Machine Learning in Finance - EP. Chan

October 28, 2022 4-minute read

Ernest P. Chan on Financial Machine Learning Link to heading

It is quite hard to apply ML in Finance, in order to get some value.
Simple linear models, and strategies (simplicity is in linear, parsimonious models), such as pairs trading using OLS to compute hedge ratios, and use bollinger bands to detect reversion to mean. Since more and more people, get in the game, there is [[Strategy decay]], making the strategies become less and less profitable.
Reason why ML wasnt applied earlier in finance is the issue of: Over-fitting
In ML, the issue of over-fitting and low interpretability. Finance datasets do not have a lot of data points to support more complex models, with many parameters. We need strategies to prevent over-fitting in ML, such as how dropout works in deep learning.
In constructing models, we need models, which aren’t black boxes. This brings in the question of: Interpretable ML. Interpretable ML calls for Feature engineering and engineering. What are the important features/inputs which make the model behave so. Most ML models, are data intensive, needing many features.
ML should be used mainly for [[risk management]], and [[capital allocation]], but not for signal generation (from my experience). For signal generation, we mostly want to predict the direction and magnitude of prediction of the markets. The issue is that many quant traders, and individuals have the same prediction models, and this competition implies that if there is some decent accuracy in anyone’s classification models, that would be arbitraged away. Financial markets evolve. You need to have extra edge, and create new features, which majority of people/traders might not have.

Traditional quant strats vs ML strats Link to heading

In traditional quant strats, there are very few variables, and hence few model parameters, in ML, there could be numerous variables.
In traditional strats, you use models, to do modelling on prices, and variables related to price, such as technicals, and fundamentals, while in ML strats, you’ll use them to model mostly [[alternative data]]. ML succeeds in non-linear data modelling. In non-linearity, not all the features will be used.
INterpretability in traditional strats is a major feature, however, because it is easy to understand, it is easy to replicate., which leads to [[Strategy decay]]. But in ML models, since they are difficult to understand, and replicate, then decay isnt as real.
Majority ML models, give outputs probabilistically, which is helpful in capital allocation, e.g. a BUY with 89% probability, makes a trader allocate more capital.
In ML models, it is easier to do statistical inference, do feature importance, and do model validation using statistical and ML techniques.
Most traditional models are deterministic, while most ML models, are stochastic, and intrinsically random. Most models,require you to set seed for random reproducibility, however this is a good feature in building robust models, and test for accuracies, sensitivities, etc.

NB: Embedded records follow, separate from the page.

PR #10666, opened 2021-01-22
Zigbee don't do auto-bind if device is already known

s-hadinger:
## Description:

Some devices (ex: IKEA PIR) tend to re-join and send `DeviceAnnounce` although they were already paired, which triggers a new auto-binding.

Now auto-binding happens only if PermitJoin is active, or if the IEEEAddress was not already known. Simple rejoins will not trigger auto-binding anymore.

Additional changes:
- fixed PermitJoin indicator on WebUI for CC2530
- changed BatteryVoltage reporting threshold to 5% instead of 1%, and 0.2V instead of 0.1V
- Fixed devices that were mistakenly shown as router in Zigbee map

## Checklist:

### DIFF
--- a/tasmota/my_user_config.h
+++ b/tasmota/my_user_config.h
@@ -760,8 +760,8 @@
 
   // Auto-binding constants, see `Z_autoAttributeReporting`
   // Below are the threshold for attribute reporting
-  #define USE_ZIGBEE_AUTOBIND_BATTVOLTAGE   0.1     // V
-  #define USE_ZIGBEE_AUTOBIND_BATTPERCENT   1       // %
+  #define USE_ZIGBEE_AUTOBIND_BATTVOLTAGE   0.2     // V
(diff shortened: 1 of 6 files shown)


MattWestb:
By zigbee 3 standard shall one device that is rejoining the network sending one `DeviceAnnounce` so the trust center can knowing where it is. so 110% OK.

Example is one light is being repowered or have doing on software reboot or one end device have changing its parent.

Zigbee 3 devices is also sending 1 `DeviceAnnounce ` the joining no zigbee 3 network and 3 if its joining on zigbee network (its getting one new TC-link key).

Also one battery saver for end devices that like jumping around and changing parent all the time  like my Philips HUE motion sensor dont need being repaired every time :-)))

s-hadinger:
Thanks for the additional information. Now Tasmota auto binding behaves in a better way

Process of strat building using ML Link to heading

Financial data science: Mostly takes 80% of time. Here you tackle numerous problems with financial data, such as:

Data availability
Look-ahead bias (especially receiving already compiled data which was revised and edited at later dates, e.g. downloading earnings report for Dec-2020, which was corrected in March-2021, or news sentiment data which is usually overly-engineered to make it look good). This inflates backtest results, since you’re using data which you couldn’t possibly have. You need point-in-time data, which is not cheap.
Data snooping
Engineering data into useful features, which feed into the model.
You have to make the features you are using in your model stationary, especially in financial data science side, such as price series, using: Fractional differentiation, differentiation.

Problem of models to use.
Trading strategy construction: After you receive the signals, or the output from the models, such as a direction prediction, or a magnitude prediction. You need to put the prediction into a coherent strategy.

Random forests is the best, since it has just the right complexity, and best captures non-linearity well. They are better than deep learning models (too complicated and data intensive), and better than linear regression models (high bias)
In ML prediction, do not predict the markets, rather, try predict whether your own strategy is going to make profit or anything else regarding your strategy. This technique is called [[meta-labelling]].

The three don’t’s of financial Machine Learning:

Deep Learning isn’t the solution to anything.
Don’t try stock price prediction.

-> In ML, we would want heteroskedasticity, i.e. error bars vary with the independent variables are desirable. -> Reinforcement learning: might work in shorter time scales, as people respond to order book changes.